ROBINSON, David, 7′1″ center;
runs private school in San Antonio called Carver Academy; faith-based activities govern his life; mostly outsider to other members of Dream Team but universally respected; teamed with a Marsalis for rooftop duet in Barcelona.

STOCKTON, John, 6′1″ guard;
full-time chauffeur for his family in his hometown, Spokane, and couldn’t be happier; tutored star women’s guard Courtney Vandersloot at alma mater Gonzaga; broken leg limited Dream Team play.

DALY, Chuck, coach;
died of cancer in 2009; vowed never to take a time-out in Barcelona and didn’t; everybody loved him, everybody misses him.

INTRODUCTION

“You have a tape?” Michael Jordan asks. “Of that game?”

“I do,” I say.

“Man, everybody asks me about that game,” he says. “It was the most fun I ever had on a basketball court.”

It is reflective of the enduring legend of the Dream Team, arguably the most dominant squad ever assembled in any sport, that we are referring not to a real game but to an intrasquad scrimmage that the Dreamers played in Monte Carlo before the 1992 Olympic Games. The United States engaged in fourteen games in that summer two decades gone—six in a pre-Olympic qualifying tournament and eight as they breezed to the gold medal in Barcelona—and the closest any opponent came was a fine Croatia team, which lost by 32 points in the gold medal final. The common matrices of statistical comparison, you see, are simply not relevant in the case of the Dream Team, whose members could be evaluated only when they played one another.

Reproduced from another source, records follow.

PR #600, opened 2026-09-23
remove mace-torch from the docs requirements

sofiia-chorna:
the proposition is the remove mace-torch from dependencies because we don't run the example in ci anyways
but the dependency can fail ci jobs, see https://github.com/lab-cosmo/chemiscope/actions/runs/35849801263/job/107144512983


docs/requirements.txt
```diff
@@ -13,7 +13,6 @@ MDAnalysis
 MDAnalysisTests
 
 # required for the examples of chemiscope.explore
-mace-torch
 scikit-learn
```
Luthaf, line 16: do we still need this one?

sofiia-chorna: we use `from sklearn.decomposition import PCA` in explore example

Luthaf (approved):

PR #601, opened 2026-09-23
fix usage of string property with the colorbar + symbols

sofiia-chorna:
when coloring by a string property, the colorbar is label with numerical values, which is fixed in this PR. when the same property is used for the symbols and the colors, the legend markers get the colors instead of showing colorbar

before
Screenshot 2026-09-23 at 16 00 52

after 
Screenshot 2026-09-23 at 16 00 34

to be merged after https://github.com/lab-cosmo/chemiscope/pull/599


EricBoittier (approved):
LGTM, also experienced similar things in Matplotlib

PR #602, opened 2026-09-23
update scatter3d to accept additional markers

sofiia-chorna:
in 3d we had an issue that some markers were displayed as circles:
Screenshot 2026-09-23 at 17 06 47

after the fix:
Screenshot 2026-09-23 at 17 07 03


EricBoittier (approved):
Nice

Issue #416, opened 2021-12-22
Dataframe model outputs?


joerunde:
Yo @adriangonz!

I had previously added support for dataframe input to SKLearn runtimes here: https://github.com/SeldonIO/MLServer/pull/379

Our users are supper happy with that 👍 , and now we've been asked about sort of the opposite: supporting dataframes as an output from an SKLearn model.

We have users with something like this as the last stage of an SKLearn pipeline:
```
class SuperModelThing():
...
    def predict(self, X):
        # Some cool prediction thing
        ...
        output = pandas.DataFrame()
        output["object"] = "Apple"
        output["object_probability"] = 0.79
        output["is_vegetable"] = 1
        output["is_vegetable_probability"] = 0.42
        return output
```

The SKLearn runtime doesn't currently support encoding a response from a data frame, and it's made more awkward by the fact that it also assumes each item in the outputs is a response from calling one function on the model. 
I get that fits the normal usage paradigm- you have a model that returns an array of labels from `predict()` and an array of probabilities of those labels from `predict_proba()`, so I'm wondering how best to proceed here.

1. We could ask the user to adapt their code to use `predict` and `predict_proba` as expected...
```
class SuperModelThing():
...
    def predict(self, X):
        ...
        object = "Apple"
        is_vegetable = 1
        
        return np.array([
            class_name_to_int(object),
            is_vegetable
        ])

        
    def predict_proba(self, X):
        object_proba = 0.79
        is_vegetable_proba = 0.42

        return np.array([
            object_proba,
            is_vegetable_proba
        ])
```
But then they'd be responsible for more mapping on the caller side, they'd need to understand which index in the output corresponds to which feature and undoing any transformations like going from class name -> integer code -> class name.

2. We could ask the user to expose each output feature as a callable function on the model:
```
class SuperModelThing():
...
    def object(self, X):
        ...

    def object_proba(self, X):
        ...

    def is_vegetable(self, X):
        ...

    def is_vegetable_proba(self, X):
        ...
```
...But then I'm not quite sure how you'd go about actually implementing that in a stateless and threadsafe manner without re-running the underlying models for each output, which seems like a non-starter.

3. We could modify the SKLearn runtime to include some oddball custom logic like:
```
if len(payload.outputs == 1) and (payload.outputs[0].name = PREDICT_OUTPUT):
    output = self.model.predict(X)
    if isinstance(output, pd.DataFrame):
        return PandasCodec.encode(output)
```
[...]

PR #425, opened 2022-01-05
Return DataFrames from SKLearn models

joerunde:
For https://github.com/SeldonIO/MLServer/issues/416

Still kinda WIP- we're focusing on getting this working internally at the moment.

This PR splits out the `_predict_outputs` logic into two functions, `_get_model_outputs` to run the model and `_encode_outputs` to encode the results.

This allows us to easily check if the list of model outputs contains just a single dataframe, and use the dataframe codec to encode that as the entire output. Otherwise, we roll through the outputs and use the numpy codec to encode each one, as `_predict_outputs` does currently.

If multiple DataFrames are output, an error will be thrown

### DIFF
--- a/runtimes/sklearn/mlserver_sklearn/sklearn.py
+++ b/runtimes/sklearn/mlserver_sklearn/sklearn.py
@@ -7,7 +7,6 @@ from pandas import DataFrame
 from sklearn.pipeline import Pipeline
 
 from mlserver import types
-from mlserver.codecs.base import find_input_codec, find_request_codec
 from mlserver.model import MLModel
 from mlserver.errors import InferenceError
 from mlserver.types import ResponseOutput, RequestOutput
@@ -95,7 +94,7 @@ class SKLearnModel(MLModel):
 
         return outputs
 
-    def _encode_outputs(self, outputs: List[Tuple[RequestOutput, object]]) -> List[types.ResponseOutput]:
+    def _encode_outputs(self, outputs: List[Tuple[RequestOutput, object]]) -> List[ResponseOutput]:
         response_outputs = []
 
         all_output_names = [o[0].name for o in outputs]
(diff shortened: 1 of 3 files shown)


adriangonz (approved):
Really good work as usual @joerunde ! Thanks a lot for this one!

I think is is a great first stab at passing the outputs from models through codecs. Once the tests pass, it should be good to go. Is there anything that you feel like would be worth adding before merging @joerunde ?

joerunde:
@adriangonz Sweet, glad you're cool with the first pass in general here!

There's one py37 compatibility bug with the test setup that I need to fix, but also I was looking around at how the MLFlow runtime has a separate `encoding.py` file with nicer type hinting set up. I'd like to take a couple minutes to kinda follow that pattern here, maybe that will also help later if/when we try to push this logic down to the codecs themselves like you mentioned.

joerunde:
Alright I think I'm happier with this now that it's not just throwing tuples around with tons of type hint warnings :D 
I think I've also fixed the py37 testing error, but I'll have to go set up a new venv locally to double check.

Also, if it's not too much to ask @adriangonz I promise not to abuse the build system if you let the checks run automatically on my commits!

joerunde:
Ah, formatting errors and an import conflict :(

I should have known better

adriangonz:
Hey @joerunde ,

A video of that game is the holy grail of basketball, and the account of it is here, in
Chapter 28
.

A perfect storm hit Barcelona in the summer of the Dream Team. Everything came together. The team members were almost
exclusively NBA veterans at or near the apex of their individual fame. The world, having been offered only bite-sized nuggets of NBA games, was waiting for them, since Barcelona was the first Olympics in which professional basketball players were allowed to compete. They were a star-spangled export for a country that still held a position of primacy around the world.